» **EXERCISE DETAILS**: Copy every record exactly.

Items from a dataset:

PR #2092, opened 2023-01-11
feat(installer): write log to file for support

FivePixels:
A user in the Discord server was having issues with the installer not automatically setting up their shell's PATH to the Spicetify command line executable. I proposed to @theRealPadster that we should start logging installs so if this does happen again, we can review the logs and determine where the problem resides.

This feature:
- Implements a log function in the installer script that continues to log to the standard output as normal, but also logs to a `install.log` file. Each log in the `install.log` file includes a timestamp for convenience.
- Resets the `install.log` file each time the installer script is ran. In hindsight, this could probably be removed if this script gets ran each time Spicetify is updated (via AUR, or whatever package manager/method). We can retain a log of this on machine over time so we can tell when an issue started occurring.  
- Adds the `install.log` file to `.gitignore` to prevent it from being picked up in commits.

### DIFF
--- a/.gitignore
+++ b/.gitignore
@@ -9,3 +9,6 @@ bin/
 node_modules
 package-lock.json
 package.json
+
+# Logs
+install.log
--- a/install.ps1
+++ b/install.ps1
@@ -10,9 +10,34 @@ if ($v) {
     $version = $v
 }
 
+$log_file_dir = "$sp_dir\install.log"
+
+# Function to log output to file.
+Function Log {
+  Param([String] $ActionText, [String[]] $Texts, [Boolean[]] $Emphasized, [Boolean] $NewLine)
+  if (-not (Test-Path $log_file_dir)) {
+    New-Item -Path $log_file_dir -ItemType File -Force | Out-Null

» **ANSWER BOX**:
PR #2092, opened 2023-01-11
feat(installer): write log to file for support

FivePixels:
A user in the Discord server was having issues with the installer not automatically setting up their shell's PATH to the Spicetify command line executable. I proposed to @theRealPadster that we should start logging installs so if this does happen again, we can review the logs and determine where the problem resides.

This feature:
- Implements a log function in the installer script that continues to log to the standard output as normal, but also logs to a `install.log` file. Each log in the `install.log` file includes a timestamp for convenience.
- Resets the `install.log` file each time the installer script is ran. In hindsight, this could probably be removed if this script gets ran each time Spicetify is updated (via AUR, or whatever package manager/method). We can retain a log of this on machine over time so we can tell when an issue started occurring.  
- Adds the `install.log` file to `.gitignore` to prevent it from being picked up in commits.

### DIFF
--- a/.gitignore
+++ b/.gitignore
@@ -9,3 +9,6 @@ bin/
 node_modules
 package-lock.json
 package.json
+
+# Logs
+install.log
--- a/install.ps1
+++ b/install.ps1
@@ -10,9 +10,34 @@ if ($v) {
     $version = $v
 }
 
+$log_file_dir = "$sp_dir\install.log"
+
+# Function to log output to file.
+Function Log {
+  Param([String] $ActionText, [String[]] $Texts, [Boolean[]] $Emphasized, [Boolean] $NewLine)
+  if (-not (Test-Path $log_file_dir)) {
+    New-Item -Path $log_file_dir -ItemType File -Force | Out-Null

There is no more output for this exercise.